I encountered the same killed 9 error elsewhere, FYI: https://lists.gnu.org/archive/html/bug-gnu-emacs/2020-11/msg01480.html
Updated by timsutton (Tim Sutton) about 1 year ago
Sure. I had suspected that at some point so I checked the signature using codesign -dvvvvv
. But I also just repeated that test, and then replaced the built binary with a new ad-hoc signature on the M1. That unfortunately seemed to not help:
# intel-built universal binary copied over
tsutton@tim-m1 ~ % cp /Volumes/ssd/ruby_274 .
tsutton@tim-m1 ~ % codesign -d -vvvvv ruby_274
Executable=/Users/tsutton/ruby_274
Identifier=-5ac6e2.out
Format=Mach-O universal (x86_64 arm64)
CodeDirectory v=20400 size=30020 flags=0x20002(adhoc,linker-signed) hashes=935+0 location=embedded
VersionPlatform=1
VersionMin=720896
VersionSDK=721664
Hash type=sha256 size=32
CandidateCDHash sha256=63eda95634ac1d1ea6c97467085ec887b45f1dde
CandidateCDHashFull sha256=63eda95634ac1d1ea6c97467085ec887b45f1dde4659262d661eccca13ba17ca
Hash choices=sha256
CMSDigest=63eda95634ac1d1ea6c97467085ec887b45f1dde4659262d661eccca13ba17ca
CMSDigestType=2
Executable Segment base=0
Executable Segment limit=2834432
Executable Segment flags=0x1
Page size=4096
CDHash=63eda95634ac1d1ea6c97467085ec887b45f1dde
Signature=adhoc
Info.plist=not bound
TeamIdentifier=not set
Sealed Resources=none
Internal requirements=none
tsutton@tim-m1 ~ % ./ruby_274
zsh: segmentation fault ./ruby_274
tsutton@tim-m1 ~ % cp ruby_274 ruby_274_copy
tsutton@tim-m1 ~ % codesign -s - ruby_274_copy
tsutton@tim-m1 ~ % ./ruby_274_copy
zsh: segmentation fault ./ruby_274_copy
# using -f to force signature replacement
tsutton@tim-m1 ~ % codesign -fs - ruby_274_copy
ruby_274_copy: replacing existing signature
tsutton@tim-m1 ~ % ./ruby_274_copy
zsh: segmentation fault ./ruby_274_copy
Updated by ccaviness (Clay Caviness) about 1 year ago
Lack of codesigning on Apple Silicon is an excellent guess, but unfortunately does not seem to be the cause here as Tim's demonstrated above (and I've verified as well). I first noticed this issue when testing a ruby
that was fully signed with a public developer cert.

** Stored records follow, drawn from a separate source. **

PR #694, opened 2026-04-20
[BLS] add Ethereum/BLS test vectors

zz-sol:
This PR use a python script to fetch and regenerate the BLS tests vectors, put them in `target/` repo, and run rust tests against the test vectors.

### DIFF
--- a/bls-signatures/tests/ethereum_vectors.rs
+++ b/bls-signatures/tests/ethereum_vectors.rs
@@ -1,10 +1,6 @@
 use {
-    blstrs::{Bls12, G1Affine, G1Projective, G2Affine, G2Prepared, G2Projective, Gt, Scalar},
-    group::{prime::PrimeCurveAffine, Group},
-    pairing::{MillerLoopResult, MultiMillerLoop},
     serde_json::Value,
     solana_bls_signatures::{
-        hash::HASH_TO_POINT_DST,
         pubkey::{PopVerified, PubkeyAffineUnchecked, PubkeyCompressed, VerifySignature},
         signature::SignatureAffine,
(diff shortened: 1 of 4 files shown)


bls-signatures/tests/ethereum_vectors.rs
```diff
@@ -0,0 +1,396 @@
...
+            verified,
+            case["output"].as_bool().unwrap(),
+            "fixture {}",
+            path.display()
+        );
+    }
+}
+
+#[test]
+fn ethereum_batch_verify_vectors() {
```
samkim-crypto, line 238: In this test, it seems like we are not testing our current API in the `solana-bls-signatures` crate, but rather manually verifying with the miller loop. Is this intended?

samkim-crypto (commented):
Awesome! Looks good to me, but just one question below.

bls-signatures/tests/ethereum_vectors.rs
zz-sol: yes. this is intensional. Ethereum's batch verification uses RLCs and our API don't support RLC. So to make it almost identical, I had to implement scalar sampling (the scalars are not random though). 

Or do you think we should just use our own API and not worry about RLCs?

samkim-crypto: Okay, my vote would be to use our own API. Maybe we can just test the positive cases? Our batch verify should work for these. For the negative cases, maybe we can skip with comments like:

```
// Our API intentionally omits RLCs and relies on upstream Proofs of Possession.
if case_id == "test_case_name" {
    continue; 
}
```

What do you think?

samkim-crypto (approved):
LGTM!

Updated by ccaviness (Clay Caviness) 8 months ago
I don't believe any of those bugs are related.
My suspicion is that, when building on x86 and targeting universal, during configure
for cross-compilation on arm64 the small test binaries that built cannot be executed on x86, leading to the various hints about the host machine to be wildly incorrect.
When building on arm64 and targeting universal, these test binaries that are built for x86 can actually run on the arm64 machine successfully, due to the Rosetta x86 compatibility layer.
There is no mechanism to run arm64 binaries on x86 Macs, though, so I think to get cross-compilation working on x86 many of the various autoconf hints will need to be manually set.
I'm not that familiar with autoconf or what these values should be, though.